Exercise
For each line below that holds "strategy", return the line as it stands.

[Items listed in a dataset]
PR #48, opened 2024-05-23
GSI test support for Orion

delippi:
This PR is meant to help with setting up GSI experiment from staged data. Data is now staged on Orion in addition to Hera. The helper scripts were also simplified to not have one for hera and one for orion. Instead, some logic was added to each script to decide which machine it is being run on. This also means that updates are needed to the wiki to not specify ${platform} in the helper scripts names.


delippi:
I went back through the wiki to make sure everything still works with all these renamed files. I have that ready to go once we are ready to merge.

SamuelDegelia-NOAA:
Did you need to change cpus-per-task from 2 to 4 for `run_fv3jedi.sh` on Orion? I see that change for the GSI script but not the fv3jedi script that you mentioned via email. 

Also, there is now a `rrfs-test/ush/mpasjedi_increment_fulldom.py` script so we can include that in `setup_experiment.sh` like we do for the fv3jedi case. 

Other than that, things look good to go for me.

delippi:
> Did you need to change cpus-per-task from 2 to 4 for `run_fv3jedi.sh` on Orion? I see that change for the GSI script but not the fv3jedi script that you mentioned via email.
> 
> Also, there is now a `rrfs-test/ush/mpasjedi_increment_fulldom.py` script so we can include that in `setup_experiment.sh` like we do for the fv3jedi case.
> 
> Other than that, things look good to go for me.

Hi @SamuelDegelia-NOAA, thanks for the suggestions. I just changed the cpus-per-task count to 4 and added the copy of that mpas python script to the setup experiment script.

SamuelDegelia-NOAA (approved):

ShunLiu-NOAA (approved):

Issue #46, opened 2024-05-23
Assimilation of METAR observations: GSI vs JEDI


spanNOAA:
I am working on assimilating METAR observations 187 and 287 in FV3 JEDI EnVar and am observing some unusual results when comparing them to the results from the GSI EnVar analysis.

Below are the model level 64 and level 1 wind, temperature and specific humidity increments comparing between GSI (left) and JEDI EnVar using the same background and the same ensemble. The GSI is configured with horizontal localization of 110 km and vertical localization of 3 levels. And the JEDI is configured with horizontal localization of 110 km and vertical localization of 3 (but I'm not pretty sure the unit of the vertical localization, cause the JEDI documentation says "the vertical lengthscale is in vertical units of model's choice").

The major surface increment differences (@ level 64) between GSI and JEDI are in the observation locations. It is evident that most of the METAR observations used in JEDI are within CONUS, whereas many METAR observations over the marine areas are assimilated in GSI. Another notable difference is that, even with the same horizontal localization, the JEDI increment spreads less horizontally compared to the GSI increment. To determine the difference in length scales between the two systems, a single observation experiment will be necessary in the future.

![U_Increment_Level64](https://github.com/NOAA-EMC/RDASApp/assets/142531472/937f1ff0-ec0a-48df-9233-ea8d3aaa8406)
![V_Increment_Level64](https://github.com/NOAA-EMC/RDASApp/assets/142531472/839ae376-8d32-424d-9b0a-49bf785eefe5)
![T_Increment_Level64](https://github.com/NOAA-EMC/RDASApp/assets/142531472/dcdaaa16-8a05-4038-bb56-b47bddc0c27c)
![Sphum_Increment_Level64](https://github.com/NOAA-EMC/RDASApp/assets/142531472/0306a0fe-9900-4034-9172-67998b62165a)

The third issue concerns vertical localization. Below is a comparison of wind, temperature, and specific humidity increments at model level 1 (top of the model). Humidity has reasonable increments at the top of the model in both systems, which are less than 1‰ of the surface increments. However, wind and temperature increments have similar magnitudes to their surface increments in both GSI and JEDI. This issue likely requires further investigation through a single observation experiment. Additionally, more results from HofX will be posted in the near future.

![U_Increment_Level1](https://github.com/NOAA-EMC/RDASApp/assets/142531472/bfcf9204-df18-4638-91c2-1899c123ac42)
[...]

PR #53, opened 2024-06-05
add yaml rrfs_fv3jedi_bumploc_2022052619.yaml for creatiing bumploc 

TingLei-NOAA:
Added the yaml : rrfs_fv3jedi_bumploc_2022052619.yaml, which was used to create bumploc files used in the corresponding fv3-jedi hybrid analysis case.

### DIFF
--- a/rrfs-test/testinput/rrfs_fv3jedi_bumploc_2022052619.yaml
+++ b/rrfs-test/testinput/rrfs_fv3jedi_bumploc_2022052619.yaml
@@ -1,0 +1,86 @@
+geometry:
+ fms initialization:
+   namelist filename: DataFix/fmsmpp.nml
+   field table filename: DataFix/field_table
+ namelist filename: DataFix/input_lam_C775.nml
+ akbk: DataFix/fix/akbk61.nc
+ field metadata override: Data/fieldmetadata/tlei-gfs-restart.yaml
+ # input.nml
+ npz: 60
+ layout: [8,10]
+ io_layout: [1,1]
+ ntiles: 1 
+background:
+  datetime: 2022-05-26T19:00:00Z
+  filetype: fms restart
+  datapath: Data/bkg
+  filename_core: fv3_dynvars.nc
+  filename_trcr: fv3_tracer.nc
+  filename_sfcd: fv3_sfcdata.nc
+  filename_cplr: coupler.res
+  state variables: [air_temperature,surface_pressure] 
+background error:
+  covariance model: SABER
+  saber central block:
+    saber block name: BUMP_NICAS
+    calibration:
+      general:
+        universe length-scale: 250.0e3
+      io:
+        files prefix: Data/bump_new/fv3jedi_bumpparameters_nicas_lam_atm
+        alias:
+        - in code: air_temperature
+          in file: fixed_250km_0.3
+        - in code: surface_pressure
+          in file: fixed_250km
+
+      drivers:
+        multivariate strategy: univariate 
+        compute nicas: true
+        write local nicas: true
+      nicas:
+        resolution: 6
+        explicit length-scales: true
+        horizontal length-scale:
+        - groups:
+          - air_temperature
+          value: 250000.0
+        - groups:
+          - surface_pressure
+          value: 250000.0
+
+        vertical length-scale:
+        - groups:
+          - air_temperature
+          value: 0.3
+        - groups:
+          - surface_pressure
+          value: 0.0
+
+      grids:
+      - model:
+          variables:
+          - air_temperature
+      - model:
+          variables:
+          - surface_pressure
+      output model files:
+      - parameter: cor_rh
+        file:
+          filetype: fms restart
+          datapath: Data/bump_new/
+          filename_core: bumpparameters_nicas_lam_atm.cor_rh.fv_core.res.nc
+          filename_trcr: bumpparameters_nicas_lam_atm.cor_rh.fv_tracer.res.nc
+          filename_sfcd: bumpparameters_nicas_lam_atm.cor_rh.sfc_data.nc
+          filename_sfcw: bumpparameters_nicas_lam_atm.cor_rh.fv_srf_wnd.res.nc
+          filename_cplr: bumpparameters_nicas_lam_atm.cor_rh.coupler.res
+      - parameter: cor_rv
+        file:
+          filetype: fms restart
+          datapath: Data/bump_new/
+          filename_core: bumpparameters_nicas_lam_atm.cor_rv.fv_core.res.nc
+          filename_trcr: bumpparameters_nicas_lam_atm.cor_rv.fv_tracer.res.nc
+          filename_sfcd: bumpparameters_nicas_lam_atm.cor_rv.sfc_data.nc
+          filename_sfcw: bumpparameters_nicas_lam_atm.cor_rv.fv_srf_wnd.res.nc
+          filename_cplr: bumpparameters_nicas_lam_atm.cor_rv.coupler.res
+
--- a/rrfs-test/testinput/rrfs_mpasjedi_bumploc_2022052619.yaml
+++ b/rrfs-test/testinput/rrfs_mpasjedi_bumploc_2022052619.yaml
@@ -1,0 +1,40 @@
+_output config: &outputConfig
+  date: &validDate '2022-05-26T19:00:00Z'
+  stream name: control
+geometry:
+  nml_file: "./namelist.atmosphere_15km"
+  streams_file: "./streams.atmosphere_15km"
+  deallocate non-da fields: true
+  bump vunit: "height" # modellevel, height
+background:
+  state variables: &vars [spechum,surface_pressure,temperature,uReconstructMeridional,uReconstructZonal]
+  filename: "bg.2022-05-26_19.00.00.nc"
+  date: *validDate
+
+background error:
+  covariance model: SABER
+
+  saber central block:
+    saber block name: BUMP_NICAS
+    calibration:
+      io:
+        files prefix: bumploc_1000km6km
+
+      drivers:
+        multivariate strategy: duplicated
+        compute nicas: true
+        write local nicas: true
+        #write nicas grids: true
+        internal dirac test: false 
+      model:
+        level for 2d variables: last
+      nicas:
+        resolution: 8.0
+        explicit length-scales: true
+        horizontal length-scale:
+          - groups: [common]
+            value: 1000.0e3
+        vertical length-scale:
+          - groups: [common]
+            value: 6.0e3
+


ShunLiu-NOAA (dismissed):
Looks good to me.

SamuelDegelia-NOAA:
@TingLei-NOAA Are the localization radii set in this file, or does it use some default values?

delippi:
Does this run without any ob error assignment?

TingLei-NOAA:
> @TingLei-NOAA Are the localization radii set in this file, or does it use some default values?

I had replaced it with the right one:(.

TingLei-NOAA:
> Does this run without any ob error assignment?

The current one is used by  fv3jedi_error_covariance_toolbox.x to create nicas correlation files.

SamuelDegelia-NOAA:
That makes sense! Looks good to me now.

SamuelDegelia-NOAA (dismissed):

rrfs-test/testinput/rrfs_fv3jedi_bumploc_2022052619.yaml
```diff
@@ -0,0 +1,86 @@
...
+          - surface_pressure
+          value: 250000.0
+
+        vertical length-scale:
+        - groups:
+          - air_temperature
+          value: 0.3
+        - groups:
+          - surface_pressure
+          value: 0.0
```
guoqing-noaa, line 58: @TingLei-NOAA For line 58, does it mean no any vertical correlation for surface_pressure?

TingLei-NOAA: @guoqing-noaa   Good question.  I think it means no vertical correlation for surface pressure --- the 2D control variable/analysis variables (since it is a 2D variable).   So for all 3d analysis variables, if not specified specifically like air_temperature in this case, it would use the length scales for the air_temperature (3D ) group.  All other 2d control variables like sst would use ones in the surface_pressure group.

guoqing-noaa: @TingLei-NOAA Thanks for the information. 
(1) if we don't specify "air_temperature", but use humidity, will those not-specified 3D variables use the length scale for humidity? 
(2) For some 2D variables, I understand that we only want to do 2DVAR. But for surface pressure, we may want to spread vertically to some extent. When we change settings for this, will all other 2D variables change accordingly?  Thanks!

TingLei-NOAA: Guoqing,  1) Yes.   2)  here, the surface_pressure is the analysis variable , I am wondering How you would want to "spread vertically "?   For analysis using surface pressure observation,  the surface observation would spread its impact vertically to those 3d anallysis variables (since non-zero vertical localization is set up).   But, specific to your question, if you change this set up for surface pressure (analysis variable) , yes, all other 2d variable will use the changed setup ( if only one 2d group exist).  For multiple 2d group situation, we need to dig more to see what the behavior would be).

guoqing-noaa: Thanks, Ting! I will need to learn more about BUMP and NICAS. So the vertical distribution of obs innovation is through ensemble BEC, right?

If we don't have the surface_pressure group, will the 2D variables also use a default 0.0 vertical length scale?

TingLei-NOAA: > Thanks, Ting! I will need to learn more about BUMP and NICAS.
Same here!
> So the vertical distribution of obs innovation is through ensemble BEC, right?
Yes!
> 
> If we don't have the surface_pressure group, will the 2D variables also use a default 0.0 vertical length scale?
I am not sure. Will the jedi Var app abort complaining about missing group?   I need to learn about them:).

rrfs-test/testinput/rrfs_fv3jedi_bumploc_2022052619.yaml
```diff
@@ -0,0 +1,86 @@
...
+          - air_temperature
+          value: 250000.0
+        - groups:
+          - surface_pressure
+          value: 250000.0
+
+        vertical length-scale:
+        - groups:
+          - air_temperature
+          value: 0.3
```
guoqing-noaa, line 55: Line 55, @TingLei-NOAA Do you know how to set this value if we want to set the vertical length-scale to be 3 vertical levels?

TingLei-NOAA: @guoqing-noaa  I don't know if bump allows other specification method, like in the grid unit,  for the vertical scale. Maybe, you could ask the question in saber.

SamuelDegelia-NOAA: For MPAS-JEDI, the units for vertical localization can be set in the geometry section of the yaml you use for BUMP. However, I am not seeing this option in any of the code for FV3-JEDI, so I am not sure if the same functionality is available there. 

Example for MPAS-JEDI: 

```
geometry:
  nml_file: "./namelist.atmosphere_15km"
  streams_file: "./streams.atmosphere_15km"
  deallocate non-da fields: true
  bump vunit: "height" # vertical unit for vertical localization [modellevel, height]
```

guoqing-noaa: Thanks @TingLei-NOAA @SamuelDegelia-NOAA !

Can we also add a bumploc yaml file for MPAS-JEDI?

SamuelDegelia-NOAA: The bump yaml for MPAS-JEDI is currently included in the staged directory with the ensemble localization files. But it's a good idea to include it in the repository. I can add that commit later tonight.

SamuelDegelia-NOAA: I just added a bumploc yaml for mpas-jedi to this PR. Hope that worked - I haven't added a commit to another user's PR before.

TingLei-NOAA: @SamuelDegelia-NOAA  Thanks for adding this mpas-jedi bump yaml.  
@guoqing-noaa   i would like to highlight that a rather large horizontal scale 1000km is used in this yaml (and in this mpas-jedi test case in rdasapp) because a realistic length scale like 200km (with 36 mpi ranks used by this test case)  would make the bump tool fail to finish in 8 hours clock time limit.     Yongzuo is testing a new bump function ( https://github.com/JCSDA-internal/saber/pull/833.)  and hopefully to resolve this issue.

SamuelDegelia-NOAA (approved):

ShunLiu-NOAA (approved):

rrfs-test/testinput/rrfs_fv3jedi_bumploc_2022052619.yaml
```diff
@@ -0,0 +1,86 @@
+geometry:
+ fms initialization:
+   namelist filename: DataFix/fmsmpp.nml
+   field table filename: DataFix/field_table
+ namelist filename: DataFix/input_lam_C775.nml
+ akbk: DataFix/fix/akbk61.nc
+ field metadata override: Data/fieldmetadata/tlei-gfs-restart.yaml
```
guoqing-noaa, line 7: Per @spanNOAA, the default vertical coordinate for FV3 BUMP is sigma.
We can add the following line

`vert coordinate: sigma #logp, orograhpy
`
before line 8 to change to use a different type of vertical coordinate.

The relevant code is at:
https://github.com/JCSDA/fv3-jedi/blob/e9175cbf268f82c9b276601b4ea4e0061df81426/src/fv3jedi/Geometry/GeometryParameters.h#L64

guoqing-noaa: @TingLei @SamuelDegelia-NOAA 
I think we may want to add this line to this file. Thanks!

SamuelDegelia-NOAA: Thanks for finding this @guoqing-noaa and @spanNOAA! Though, if the default vertical coordinate is sigma, then I wonder why the profile I plotted [here](https://github.com/NOAA-EMC/RDASApp/issues/46#issuecomment-2148391801) shows increments up to ~800 hPa despite the yaml assigning a vertical length scale of 0.3.

TingLei-NOAA: @guoqing-noaa  I suspect this part of parameters are specifically  for the session defined in the fv3 namelist input as :"namelist filename: DataFix/input_lam_C775.nml"  .    not about the vertical coord for the localization scales.    You can try adding that parameter in the saber session to see what will happen.

guoqing-noaa: > Thanks for finding this @guoqing-noaa and @spanNOAA! Though, if the default vertical coordinate is sigma, then I wonder why the profile I plotted [here](https://github.com/NOAA-EMC/RDASApp/issues/46#issuecomment-2148391801) shows increments up to ~800 hPa despite the yaml assigning a vertical length scale of 0.3.

The figure showed that there are still some small increments around 700 hPa which corresponds to 0.3 sigma cutoff radius.

guoqing-noaa: @TingLei-NOAA Thanks for the input. We will try it.

SamuelDegelia-NOAA: > > Thanks for finding this @guoqing-noaa and @spanNOAA! Though, if the default vertical coordinate is sigma, then I wonder why the profile I plotted [here](https://github.com/NOAA-EMC/RDASApp/issues/46#issuecomment-2148391801) shows increments up to ~800 hPa despite the yaml assigning a vertical length scale of 0.3.
> 
> 
> 
> The figure showed that there are still some small increments around 700 hPa which corresponds to 0.3 sigma cutoff radius.
> 
> 

Ah, okay I see. I was thinking in terms of "sigma levels" previously.

spanNOAA: > @guoqing-noaa I suspect this part of parameters are specifically for the session defined in the fv3 namelist input as :"namelist filename: DataFix/input_lam_C775.nml" . not about the vertical coord for the localization scales. You can try adding that parameter in the saber session to see what will happen.

The vertical coordinate parameter should be applicable to the bump feature as well. This is supported by the fact that altering the vertical coordinate from sigma to logp also results in a change in the sublevels defined within the bump, as evidenced by the differences observed in the log file. 
if I set the vertical length scale as 0.2 and the vertical coordinate as sigma, I have a total of 33 effective levels. However, upon switching the vertical coordinate to logp while maintaining the same length scale, the total effective levels increases to 47.
I'll share some figures once I've got more results.

TingLei-NOAA: @spanNOAA  Thanks for you and @guoqing-noaa 's exploration in this aspect which help me have a better understanding of this issue. 
The below is what I understand now.
1) the "vert coordinate" is the parameter in fv3-jedi geometry session. It could be set up as in 3dvar_snow.yaml. 
but itself  is not used for saber/bump and would also not be passed to saber. (and , hence, we add "vert coordinate"  in saber's "vertical lengthscale" session would not cause  any impacts if not causing any unrecognized parameter errors.  
2)  The vert coordinate in geometry parameter would cause the vertical coordinates different (though I am not sure if it could be setup freely by the users),) and ,hence, the model vertical coordinates will be inherited/used by saber .  At the same time, the "vertical scale" value set up in the saber session will be used in bump in the same way. Hence, whether the model is in sigma or logp would cause different results, even though the vertical length scale is used with the same value.    
3)  I thought , by default, the "vertical length scale"  value is for logp (by default).  But following what you and Guoqing had pointed to,  the right way to describe it is that it is in the model vertical coordinates, for fv3-jedi,  which would be decided by "vert coordinates)" parameters (by default, it is sigma, this needs to be double checked). 
4) Similarly, we can further explore how units of  model vertical coordinates in mpas jedi is decided.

Written solution
+        multivariate strategy: univariate 
+        multivariate strategy: duplicated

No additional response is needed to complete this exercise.